NO. There are four (4) essential conditions which must concur in order that res
judicata may effectively apply, viz: (1) The judgment sought to bar the new action must be final;
(2) the decision must have been rendered by a court having jurisdiction over the subject matter
and the parties; (3) the disposition of the case must be a judgment or order on the merits; and (4)
there must be between the first and second action identity of parties, identity of subject matter,
and identity of causes of action. In the case at bar, There is no question about the fact that all the
first three elements of res judicata are here extant; it is the final condition requiring an identity of
parties, of subject matter and of causes of action, particularly the last two, i.e., subject matter and
cause of action, that presents a problem.

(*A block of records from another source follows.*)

PR #2466, opened 2016-05-09
Allow to access a URL through the ZAP API

thc202:
Add a convenient and simple action to CoreAPI, called "accessUrl", that
allows to access a URL, optionally following redirections. Since the URL
is accessed from within ZAP it does not require external applications to
trust ZAP's root CA certificate when accessing HTTPS URLs. As with the
other actions that allow to send requests this one also returns the
request sent and response received (and redirections followed, if any).
 ---
From OWASP ZAP Developer Group: https://groups.google.com/d/topic/zaproxy-develop/PPqg7QCaSmM/discussion


kingthorin:
Looks good

PR #2518, opened 2016-05-30
Reset the charset of the body with null/empty name

### LINKED ISSUE #2517: Wrong charset used in resent response
1) startup zaproxy
2) in shell, make a request with curl, command is:   curl -x localhost:8080 xx.fang.com

In history panel, we can see its response panel show is OK.
Then, we make a resent to this url, the response panel of the rent will show: 
<title>�����緿�ز��Ż�|���緿�ز�����- �����ѷ��� ������</title> 

but return to history panel, its response still OK, so, I think there may be something wrong with reponse panel in resent window.

thc202:
Change class HttpBody to reset the charset when it's set a null/empty
charset name, to ensure that it always uses the charset set from the
header (if reset it defaults to default charset or the one determined
internally by HttpBody implementations, like HttpResponseBody).
Change tests to assert the (new) expected behaviour of class HttpBody.

Related to #2493 - Always use charset set when changing the HTTP body
(Since those changes it no longer determines, always, the charset from
the response body when the cached string is re-created.)

Fix #2517 - Wrong charset used in resent response

### DIFF
--- a/src/org/parosproxy/paros/network/HttpBody.java
+++ b/src/org/parosproxy/paros/network/HttpBody.java
@@ -340,7 +340,10 @@ public abstract class HttpBody {
      * Sets the charset used for {@code String} related operations, for example, {@link #append(String)},
      * {@link #setBody(String)}, or {@link #toString()}.
      * <p>
-     * The charset is ignored if {@code null}, empty, or not valid (either the name is not valid or is unsupported).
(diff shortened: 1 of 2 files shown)


kingthorin:
Looks good

zdzhjx:
YES, IT IS OK NOW

THANKS.

PR #2519, opened 2016-05-30
Enable menu/button when help add-on is installed

thc202:
Enable/disable the main menu item (Help > OWASP ZAP User Guide) and main
tool bar help button when the help add-on (for the selected language) is
installed/uninstalled. Also, make sure to clean up any reference to the
help contents when uninstalling to ensure that the correct/latest help
contents are shown when the help add-on is updated and keep track of
components that have a help page assigned so that they can be set/unset
when the help is installed/uninstalled.

As part of the changes it's now possible for extensions to listen for
the installation status of the add-ons (required to dynamically enable
and disable the help related functionality when the help add-on is
installed/uninstalled).


kingthorin:
Looks good

PR #2521, opened 2016-05-31
Add hashCode implementation to HttpMessage

thc202:
Since the method equals(Object) is overridden, hashCode() should as
well.


kingthorin:
Looks good

PR #2527, opened 2016-06-02
Guard against exceptions from ScriptUI

thc202:
Change ExtensionScript to catch exceptions (possibly) thrown by ScriptUI
implementation, when notifying of engines added or removed, preventing
the exceptions from escalating and causing issues in other areas of ZAP.
For example, an issue in ScriptUI implementation [1] prevented the Zest
add-on from being successfully uninstalled.

[1] zaproxy/zap-extensions#388


kingthorin:
Looks good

According to the Supreme Court, the ultimate test in ascertaining the identity of causes of
action is said to be to look into whether or not the same evidence fully supports and establishes
both the present cause of action and the former cause of action. In the affirmative, the former
judgment would be a bar; if otherwise, then that prior judgment would not serve as such a bar to
the second. The evidence needed to establish the cause of action in the unlawful detainer case
would be the lease contract and the violation of that lease by Bachrach. In the specific
performance case, what would be consequential is evidence of the alleged compromise
agreement and its breach by PPA.
Furthermore, on the issue of issuance of writ of preliminary injunction as an improper
interference with the judgment in the unlawful detainer suit. The Supreme Court ruled that after a
judgment has gained finality, it becomes the ministerial duty of the court to order its
execution. No court, necessarily, should interfere by injunction or otherwise to restrain such
execution. The rule, however, concededly admits of exceptions; hence, when facts and
circumstances later transpire that would render execution inequitable or unjust, the interested
party may ask a competent court to stay its execution or prevent its enforcement. So, also, a
change in the situation of the parties can warrant an injunctive relief. Evidently, in issuing its
orders assailed by PPA in the latters petition for certiorari and prohibition before the Court of
Appeals, the trial court in the case at bar would want to preserve status quo pending its
disposition of the specific performance case and to prevent the case from being mooted by an
early implementation of the ejectment writ. In holding differently and ascribing to the trial court
grave abuse of discretion amounting to lack or excess of jurisdiction, the appellate court, in our
considered view, has committed reversible error.